*** Opening DATA SHOWN ***
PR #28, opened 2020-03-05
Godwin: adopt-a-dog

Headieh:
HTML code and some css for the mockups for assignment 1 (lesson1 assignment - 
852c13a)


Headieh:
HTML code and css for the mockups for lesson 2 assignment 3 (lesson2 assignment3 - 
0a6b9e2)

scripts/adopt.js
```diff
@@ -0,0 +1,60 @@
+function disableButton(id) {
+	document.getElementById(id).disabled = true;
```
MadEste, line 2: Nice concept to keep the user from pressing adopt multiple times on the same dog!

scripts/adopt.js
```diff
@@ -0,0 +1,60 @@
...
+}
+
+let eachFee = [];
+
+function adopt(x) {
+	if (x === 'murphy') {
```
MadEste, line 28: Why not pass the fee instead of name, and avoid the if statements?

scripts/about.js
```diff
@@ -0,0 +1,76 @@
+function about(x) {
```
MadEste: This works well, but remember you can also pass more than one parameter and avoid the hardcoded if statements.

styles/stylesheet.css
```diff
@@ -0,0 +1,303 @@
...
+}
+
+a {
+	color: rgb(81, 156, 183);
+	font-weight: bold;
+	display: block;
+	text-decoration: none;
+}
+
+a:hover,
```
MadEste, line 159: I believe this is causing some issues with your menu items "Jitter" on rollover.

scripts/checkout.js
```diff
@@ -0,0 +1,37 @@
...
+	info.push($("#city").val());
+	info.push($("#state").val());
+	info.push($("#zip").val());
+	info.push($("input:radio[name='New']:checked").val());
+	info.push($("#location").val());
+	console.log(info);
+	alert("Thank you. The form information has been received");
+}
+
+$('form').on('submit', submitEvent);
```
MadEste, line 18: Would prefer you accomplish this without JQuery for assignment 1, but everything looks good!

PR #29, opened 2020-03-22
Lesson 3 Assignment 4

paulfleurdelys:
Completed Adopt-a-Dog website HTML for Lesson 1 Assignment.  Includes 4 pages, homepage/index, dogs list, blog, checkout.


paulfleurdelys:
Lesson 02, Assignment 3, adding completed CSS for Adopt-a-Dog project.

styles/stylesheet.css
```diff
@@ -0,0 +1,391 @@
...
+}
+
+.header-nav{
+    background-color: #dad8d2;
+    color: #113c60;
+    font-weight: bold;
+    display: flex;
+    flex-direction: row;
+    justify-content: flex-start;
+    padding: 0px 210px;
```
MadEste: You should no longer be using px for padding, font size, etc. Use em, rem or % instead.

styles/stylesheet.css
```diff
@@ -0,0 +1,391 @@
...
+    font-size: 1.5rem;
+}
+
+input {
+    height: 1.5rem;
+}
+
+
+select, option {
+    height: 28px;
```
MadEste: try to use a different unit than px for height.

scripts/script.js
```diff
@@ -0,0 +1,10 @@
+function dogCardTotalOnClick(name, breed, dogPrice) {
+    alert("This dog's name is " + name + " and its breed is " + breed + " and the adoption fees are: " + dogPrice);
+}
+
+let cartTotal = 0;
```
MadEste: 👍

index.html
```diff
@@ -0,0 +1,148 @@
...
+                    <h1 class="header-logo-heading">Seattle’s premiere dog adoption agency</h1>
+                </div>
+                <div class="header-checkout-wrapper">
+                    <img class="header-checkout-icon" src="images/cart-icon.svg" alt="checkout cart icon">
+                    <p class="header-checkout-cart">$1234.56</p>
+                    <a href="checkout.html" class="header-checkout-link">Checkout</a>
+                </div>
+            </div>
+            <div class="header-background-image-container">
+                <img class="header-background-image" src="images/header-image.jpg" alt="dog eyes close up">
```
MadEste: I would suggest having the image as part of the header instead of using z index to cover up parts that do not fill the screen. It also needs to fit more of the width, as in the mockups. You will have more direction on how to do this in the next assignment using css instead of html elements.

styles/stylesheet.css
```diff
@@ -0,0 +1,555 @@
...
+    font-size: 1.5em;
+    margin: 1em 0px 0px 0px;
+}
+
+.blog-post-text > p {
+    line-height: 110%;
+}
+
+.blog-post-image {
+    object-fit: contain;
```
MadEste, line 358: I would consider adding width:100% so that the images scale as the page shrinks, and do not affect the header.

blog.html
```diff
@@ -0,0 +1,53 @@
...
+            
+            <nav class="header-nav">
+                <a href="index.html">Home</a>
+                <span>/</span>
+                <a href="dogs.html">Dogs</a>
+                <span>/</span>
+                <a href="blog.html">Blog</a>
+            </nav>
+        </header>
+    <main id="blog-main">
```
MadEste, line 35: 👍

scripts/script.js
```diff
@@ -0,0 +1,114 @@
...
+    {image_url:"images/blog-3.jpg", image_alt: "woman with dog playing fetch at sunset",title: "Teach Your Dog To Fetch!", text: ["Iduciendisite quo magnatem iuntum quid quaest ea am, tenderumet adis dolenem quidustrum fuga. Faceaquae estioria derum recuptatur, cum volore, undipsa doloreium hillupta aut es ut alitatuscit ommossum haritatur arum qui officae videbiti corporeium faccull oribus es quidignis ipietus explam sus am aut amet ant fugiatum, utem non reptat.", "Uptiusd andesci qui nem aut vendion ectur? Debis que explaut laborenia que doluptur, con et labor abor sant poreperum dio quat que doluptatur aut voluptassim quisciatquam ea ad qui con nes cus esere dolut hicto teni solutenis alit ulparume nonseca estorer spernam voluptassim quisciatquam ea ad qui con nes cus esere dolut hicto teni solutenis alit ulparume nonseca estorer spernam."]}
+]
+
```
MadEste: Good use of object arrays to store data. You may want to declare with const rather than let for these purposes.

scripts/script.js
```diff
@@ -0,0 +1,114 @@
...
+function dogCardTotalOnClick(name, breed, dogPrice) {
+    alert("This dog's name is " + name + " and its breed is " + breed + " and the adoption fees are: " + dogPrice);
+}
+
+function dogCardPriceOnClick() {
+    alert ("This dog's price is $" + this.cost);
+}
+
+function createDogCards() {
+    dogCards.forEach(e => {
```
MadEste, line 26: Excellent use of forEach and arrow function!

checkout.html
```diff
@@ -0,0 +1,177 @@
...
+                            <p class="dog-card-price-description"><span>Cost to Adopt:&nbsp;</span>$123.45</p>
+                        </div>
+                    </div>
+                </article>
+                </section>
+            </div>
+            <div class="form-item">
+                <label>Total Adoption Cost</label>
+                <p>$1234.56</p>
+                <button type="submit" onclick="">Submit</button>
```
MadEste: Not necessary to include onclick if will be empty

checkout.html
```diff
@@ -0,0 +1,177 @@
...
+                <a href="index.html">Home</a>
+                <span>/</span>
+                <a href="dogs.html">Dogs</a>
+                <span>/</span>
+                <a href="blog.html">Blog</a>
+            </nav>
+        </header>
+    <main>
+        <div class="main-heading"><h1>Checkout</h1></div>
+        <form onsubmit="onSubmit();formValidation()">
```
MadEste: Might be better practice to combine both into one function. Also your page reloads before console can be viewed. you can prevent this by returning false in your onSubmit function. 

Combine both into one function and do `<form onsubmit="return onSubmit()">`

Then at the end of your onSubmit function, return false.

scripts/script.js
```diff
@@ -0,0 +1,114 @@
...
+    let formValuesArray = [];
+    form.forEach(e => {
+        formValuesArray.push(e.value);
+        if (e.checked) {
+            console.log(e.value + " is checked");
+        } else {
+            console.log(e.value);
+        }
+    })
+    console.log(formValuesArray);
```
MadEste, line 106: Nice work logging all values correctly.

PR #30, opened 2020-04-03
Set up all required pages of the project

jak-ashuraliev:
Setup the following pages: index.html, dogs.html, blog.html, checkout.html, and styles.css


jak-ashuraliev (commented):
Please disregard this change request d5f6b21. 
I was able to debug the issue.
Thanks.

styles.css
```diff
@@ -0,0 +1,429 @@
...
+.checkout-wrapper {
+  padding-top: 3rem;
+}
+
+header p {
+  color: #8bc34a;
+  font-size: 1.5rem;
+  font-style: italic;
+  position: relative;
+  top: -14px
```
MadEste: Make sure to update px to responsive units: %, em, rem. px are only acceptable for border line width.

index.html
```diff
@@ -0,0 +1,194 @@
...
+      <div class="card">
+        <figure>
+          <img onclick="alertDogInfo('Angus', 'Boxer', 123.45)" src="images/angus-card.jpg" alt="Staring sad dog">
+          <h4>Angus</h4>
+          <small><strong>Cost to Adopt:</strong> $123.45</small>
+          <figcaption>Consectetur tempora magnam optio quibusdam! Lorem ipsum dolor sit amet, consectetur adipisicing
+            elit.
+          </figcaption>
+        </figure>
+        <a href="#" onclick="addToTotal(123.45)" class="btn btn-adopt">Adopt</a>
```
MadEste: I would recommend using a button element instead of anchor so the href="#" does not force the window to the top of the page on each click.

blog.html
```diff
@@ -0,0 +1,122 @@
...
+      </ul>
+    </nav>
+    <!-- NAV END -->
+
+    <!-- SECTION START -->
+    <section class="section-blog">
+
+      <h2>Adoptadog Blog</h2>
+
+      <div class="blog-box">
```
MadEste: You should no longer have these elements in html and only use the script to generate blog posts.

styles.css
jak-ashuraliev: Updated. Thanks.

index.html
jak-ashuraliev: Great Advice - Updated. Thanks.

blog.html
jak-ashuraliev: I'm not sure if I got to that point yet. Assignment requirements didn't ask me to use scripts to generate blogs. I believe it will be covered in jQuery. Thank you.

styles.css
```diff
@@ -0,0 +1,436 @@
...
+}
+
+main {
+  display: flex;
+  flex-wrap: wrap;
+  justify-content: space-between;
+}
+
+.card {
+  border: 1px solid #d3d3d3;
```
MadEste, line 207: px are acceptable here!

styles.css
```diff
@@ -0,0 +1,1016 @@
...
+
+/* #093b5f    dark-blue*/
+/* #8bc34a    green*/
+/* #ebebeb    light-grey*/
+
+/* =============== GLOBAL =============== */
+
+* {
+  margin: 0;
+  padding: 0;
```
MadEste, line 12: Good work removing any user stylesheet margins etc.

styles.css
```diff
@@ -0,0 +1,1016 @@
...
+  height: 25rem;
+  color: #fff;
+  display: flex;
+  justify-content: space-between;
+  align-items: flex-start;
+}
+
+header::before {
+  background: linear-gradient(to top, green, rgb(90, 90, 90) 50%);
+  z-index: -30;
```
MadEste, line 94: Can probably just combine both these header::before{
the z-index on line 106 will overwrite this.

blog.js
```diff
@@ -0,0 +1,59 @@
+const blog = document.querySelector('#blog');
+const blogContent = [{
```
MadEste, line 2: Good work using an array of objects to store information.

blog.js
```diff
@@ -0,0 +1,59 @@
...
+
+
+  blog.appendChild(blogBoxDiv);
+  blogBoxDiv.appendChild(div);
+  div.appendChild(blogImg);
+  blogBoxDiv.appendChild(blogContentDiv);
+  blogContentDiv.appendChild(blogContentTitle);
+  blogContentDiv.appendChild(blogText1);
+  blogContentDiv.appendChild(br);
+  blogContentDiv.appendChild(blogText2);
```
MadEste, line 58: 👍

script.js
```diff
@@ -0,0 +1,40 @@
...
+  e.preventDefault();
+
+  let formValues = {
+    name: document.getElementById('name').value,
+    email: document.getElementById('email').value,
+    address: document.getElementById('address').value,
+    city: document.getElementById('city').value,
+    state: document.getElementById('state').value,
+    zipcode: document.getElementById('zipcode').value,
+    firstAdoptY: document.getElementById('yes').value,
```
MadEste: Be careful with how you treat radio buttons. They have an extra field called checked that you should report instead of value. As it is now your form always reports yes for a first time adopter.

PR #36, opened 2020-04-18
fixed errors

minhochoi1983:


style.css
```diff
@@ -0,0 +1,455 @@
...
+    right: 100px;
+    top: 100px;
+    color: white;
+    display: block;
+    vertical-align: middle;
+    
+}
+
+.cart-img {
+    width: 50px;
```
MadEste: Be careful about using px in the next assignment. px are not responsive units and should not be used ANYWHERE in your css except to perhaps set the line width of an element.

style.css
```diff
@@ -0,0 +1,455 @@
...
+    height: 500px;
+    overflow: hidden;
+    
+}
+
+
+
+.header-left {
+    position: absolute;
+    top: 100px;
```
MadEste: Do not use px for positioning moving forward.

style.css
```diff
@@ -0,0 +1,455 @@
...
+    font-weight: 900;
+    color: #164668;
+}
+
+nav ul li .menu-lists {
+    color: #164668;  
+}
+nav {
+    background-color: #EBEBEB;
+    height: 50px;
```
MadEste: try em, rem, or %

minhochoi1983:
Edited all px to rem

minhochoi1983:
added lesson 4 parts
*** Closing DATA SHOWN ***
Within the data above, how many lines contain the word "these"? Write only the number.

3